The Cold War Never Ended

Friday, October 23rd, 2009

It may have ended 20 years ago in the then-Soviet Union, but the Cold War never ended here in the West:

The countries held captive by Moscow began their long road to economic and cultural recovery, and to reunification with liberal Europe. But in the West, where Cold War divisions defined politics and society for 40 years, the moment was not greeted as a welcome opportunity for intellectual reconciliation, for fact-checking decades of exaggerations and misperceptions. Instead, then as now, despite the overwhelming volume of new data and the exhilaration of hundreds of millions finding freedom, the battle to control the Cold War narrative raged on unabated. Reagan haters and Reagan hagiographers, Sovietophiles and anti-communists, isolationists and Atlanticists, digested this massive moment in history, then carried on as if nothing much had changed. A new flurry of books timed to coincide with the 20th anniversary of communism’s collapse reinforces the point that the Cold War will never truly be settled by the side that won.

It is bizarre to revisit pre-1989 journalism and punditry on Soviet communism. The suffering of the bit players, those pitiable citizens stranded behind the Iron Curtain, was largely ignored in favor of larger political goals. If Ronald Reagan believed the Kremlin to be the beating heart of an “evil empire,” many of his angriest critics believed, then Moscow couldn’t be all bad. Writing in The Nation in 1984, historian Stephen F. Cohen hissed that, in a perfect world, “fairness would not allow us to defame a nation that has suffered and achieved so much.”

Although uniformly anti-Soviet, some conservatives too were guilty of a Cold War–induced moral blindness, defending authoritarian governments in Africa, Latin America, Asia, and Iberia as bulwarks against communist expansion. Columnist Pat Buchanan celebrated the authoritarian leaders Augusto Pinochet of Chile and Francisco Franco of Spain as “soldier-patriots” and referred quaintly to the racist regime in South Africa as the “Boer Republic.” Others accused America’s most anti-Soviet president of impuissance. As early as 1983, neoconservative writer Norman Podhoretz proclaimed that Reagan’s policies toward the Soviet Union amounted to “appeasement by any other name.”

When the whole rotten experiment suddenly failed, eventually bringing to an end not just Moscow’s Warsaw Pact client governments but the proxy civil wars it fought in the Third World, instead of engaging in overdue self-criticism many commentators clung to shopworn shibboleths. In 1990 the academic Peter Marcuse, also writing in The Nation, bizarrely claimed that East Germany “had never sent dissidents to gulags and rarely to jail” and expressed outrage that the “goal of the German authorities is the simple integration of East into West without reflection,” instead of heeding the pleas of the intellectual class who were at work on a more humane, less Russian brand of socialism.

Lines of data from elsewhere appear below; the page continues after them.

PR #4037, opened 2016-11-08
Group invite component

seanh:
Add a new reusable group invite "panel" and add it to the group search sidebar.

screenshot from 2016-11-08 14-12-59

### DIFF
--- a/h/static/images/icons/copy_to_clipboard.svg
+++ b/h/static/images/icons/copy_to_clipboard.svg
@@ -1,5 +1,5 @@
 <?xml version="1.0" encoding="UTF-8"?>
-<svg class="share-link-field__clipboard-image" version="1.1"
+<svg class="group-invite__clipboard-image" version="1.1"
   xmlns="http://www.w3.org/2000/svg" xmlns:xlink="http://www.w3.org/1999/xlink">
   <g stroke="none" stroke-width="1" fill-rule="evenodd">
     <g>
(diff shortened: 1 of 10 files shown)


seanh:
This is WIP because it depends on https://github.com/hypothesis/h/pull/4021

robertknight:
Vertical alignment of the copy icon is correct in Chrome but slightly off in Firefox:

firefox-invite-panel

h/static/images/icons/copy_to_clipboard.svg
```diff
@@ -1,5 +1,5 @@
 <?xml version="1.0" encoding="UTF-8"?>
-<svg class="share-link-field__clipboard-image" version="1.1"
```
robertknight: _The old class name is not referenced in the service code._

h/static/styles/partials-v2/_group-invite.scss
```diff
@@ -0,0 +1,63 @@
...
+  margin-bottom: 5px;
+
+  width: 13px;
+  height: 16px;
+
+  fill: $grey-4;
+}
+
+.group-invite__clipboard-image:hover {
+  fill: $grey-7;
```
robertknight: This works in Chrome but not Firefox. It looks like the `fill` rule in the non-hovered state does work, but the `:hover` pseudo-class is not triggered.

I haven't investigated deeply, but this hack works around the problem by testing for the button rather than the `<svg>` element being hovered:

```diff
-.group-invite__clipboard-image:hover {
+button:hover > .group-invite__clipboard-image {
   fill: $grey-7;
 }
```

seanh: Done

seanh:
@robertknight all done I think

robertknight:
LGTM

The weeks and months following the fall of the Wall saw relentless worries, from left and right, about the corrosive influence of Western capitalism, consumerism, and commercial television on the untainted comrades of the Ost. The “prospect of rampant consumerism,” CBS News reported in July 1990, “has East Germany’s newly elected Christian Democratic Prime Minister, Lother De Mozier, worried.” By 1993 Ukrainian National Self Defense, a right-wing populist movement that loathed Russian power, was rallying against the “Americanization of Ukraine through Coca-Cola culture.” Even the famously anti-communist Pope John Paul II warned that “the Western countries run the risk of seeing this collapse of Communism as a one-sided victory of their own economic system, and thereby failing to make necessary corrections in that system.”

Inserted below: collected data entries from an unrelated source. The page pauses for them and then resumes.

PR #4038, opened 2016-11-08
Add username from url as a lozenge to the nav bar.

sheetaluk:
User and Group profile pages are not adding the facet to the search box on load.
This is because a query 'q' from which lozenges are created and which contains a
single group or user term is redirected to the specific group or user search page
with that term removed.

https://github.com/hypothesis/product-backlog/issues/16

### DIFF
--- a/h/templates/panels/navbar.html.jinja2
+++ b/h/templates/panels/navbar.html.jinja2
@@ -4,6 +4,19 @@
 
 {% if feature('activity_pages') %}
 
+{% macro lozenge(facetName, facetValue) %}
+  <div class="lozenge">
+    <div class="lozenge__content">
+      <span class="lozenge__facet-name">
+        {{ facetName }}:
+      </span>
+      <span class="lozenge__facet-value">
+        {{ facetValue }}
+      </span>
+    </div>
+  </div>
+{% endmacro %}
+
 <header class="nav-bar">
   <div class="nav-bar__content">
     <a href="/" title="Hypothesis homepage" class="nav-bar__logo-container"><!--
@@ -15,6 +28,14 @@
             id="search-bar"
             action="{{ search_url }}">
         {{ svg_icon('search', 'search-bar__icon') }}
+        <div class="search-bar__lozenges">
+          {% if opts['search_username'] %}
+            {{ lozenge('user', opts['search_username']) }}
+          {% endif %}
+          {% if opts['search_groupname'] %}
+            {{ lozenge('group', opts['search_groupname']) }}
+          {% endif %}
+        </div>
         <div class="search-bar__lozenges" data-ref="searchBarLozenges"></div>
         <input class="search-bar__input" data-ref="searchBarInput" name="q" value="{{ q }}" placeholder="Search…" autocomplete="off">
 
--- a/h/views/activity.py
+++ b/h/views/activity.py
@@ -20,9 +20,6 @@ PAGE_SIZE = 200
 @view_config(route_name='activity.search',
              request_method='GET',
              renderer='h:templates/activity/search.html.jinja2')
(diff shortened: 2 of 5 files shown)


h/static/styles/partials-v2/_lozenge.scss
```diff
@@ -1,3 +1,4 @@
+.special-lozenge,
```
robertknight: I thought the plan was to just use the existing `lozenge` class and avoid defining a new `special-lozenge` class, since we don't need to customize the appearance at this stage.

h/templates/panels/navbar.html.jinja2
```diff
@@ -13,6 +13,20 @@
             id="search-bar"
             action="{{ search_url }}">
         {{ svg_icon('search', 'search-bar__icon') }}
+        <div class="search-bar__special-lozenges">
```
robertknight: I would suggest pulling this out into a helper macro to clearly indicate that it is a separate component, and also adding a comment to the effect that it is the same markup as generated by `LozengeController` on the client.

h/templates/panels/navbar.html.jinja2
```diff
@@ -13,6 +13,20 @@
             id="search-bar"
             action="{{ search_url }}">
         {{ svg_icon('search', 'search-bar__icon') }}
+        <div class="search-bar__lozenges">
+          {% if opts['search_username'] %}
```
robertknight: I would suggest we extract this into a helper `macro()` and add a comment to the effect that it is a static version of the UI generated by `LozengeController`

sheetaluk:
@robertknight done!

tests/h/views/activity_test.py
```diff
@@ -266,6 +261,35 @@ def pyramid_request(self, group, pyramid_request):
...
         pyramid_config.add_route('activity.search', '/search')
 
+class TestUserSearch(object):
+    def test_it_returns_404_when_feature_turned_off(self,
+                                                    pyramid_request):
+        pyramid_request.feature.flags['search_page'] = False
+
+        with pytest.raises(httpexceptions.HTTPNotFound):
+            activity.user_search(pyramid_request)
+
```
robertknight: Should only have one new line between methods, as opposed to the two blank lines between top level items in a file

h/views/activity.py
```diff
@@ -54,18 +53,22 @@ def search(request):
...
     if not request.feature('search_page'):
         raise httpexceptions.HTTPNotFound()
 
+    opts = {}
+
     result = search(request)
 
     pubid = request.matchdict['pubid']
 
+    opts['search_groupname'] = request.matchdict['pubid']
```
robertknight: This says group name but you're using the pubid here, from the user's POV, they should see the name rather than the pubid on the lozenge.

sheetaluk: Yes, thats part of this card: https://trello.com/c/2b1dIFpS/5-customise-search-lozenge-display-for-group-terms

h/views/activity.py
```diff
@@ -14,15 +14,14 @@
 from h.paginator import paginate
 from h import util
 
+from h import models
```
robertknight: This duplicates another import just above (line 12)

robertknight:
LGTM

sean-roberts:
There is no way to remove the lozenges created here

h/templates/panels/navbar.html.jinja2
sean-roberts: Unless there is any reason not to @sheetaluk, I am going to move this logic of iterating and adding lozenges into the .search-bar__lozenges container below. It has the `data-ref="searchBarLozenges"` that is used in the search controller and tracked with this._lozengeContainer.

When the “shock” of capitalism didn’t jump-start the moribund economies of the East within a calendar year, many in the Western news media declared the entire project dead on arrival. In 1990 ABC Evening News told viewers that East Germany was already a “victim of an overdose of capitalism.” In Southeast Poland, CBS reported, “the transition from communism to capitalism is making more people more miserable every day.” Every new election, even in firmly Western-oriented countries such as Hungary and Poland, was greeted with scare stories about backsliding into communism, lurching into neo-Nazism, or both. Even some of the early 20th-anniversary retrospectives last summer trotted out the same familiar story lines, exponential gains in freedom and prosperity notwithstanding.

With the proliferation of “Old Hopes Replaced by New Fears” stories, the long-running intellectual battle over the Cold War retreated into the halls of academia, where the newly (and, it turned out, briefly) opened Soviet archives further undermined the accepted narratives about Alger Hiss, Julius and Ethel Rosenberg, I.F. Stone, and scores of other causes célèbres of the anti-anti-communists. Western intellectuals were more interested in Francis Fuku-yama’s contention that we were witnessing “the end of history” than in who was most responsible for bringing that history to an alleged close.

Quarterbacks

Thursday, October 22nd, 2009

Rush Limbaugh infamously argued that the media was overrating black quarterbacks for political reasons — and it’s hard to say he was wrong:

Six years later, 2009 is turning out to be a bust for black quarterbacks in the NFL. Not a single one is having a good season.

Seven of the 36 most active quarterbacks are black. David Garrard is probably doing best so far: on Sunday, he got Jacksonville back to .500, but he’s only #20 in passer rating.

On Sunday, Jason Campbell got benched at halftime by the Redskins. Former #1 draft pick JaMarcus Russell did win a game for Oakland, by beating Donovan McNabb 13-9. Seneca Wallace is back on the bench in Seattle. In Tampa Bay, Byron Leftwich has been replaced by young Josh Johnson, who is 32nd in passer rating.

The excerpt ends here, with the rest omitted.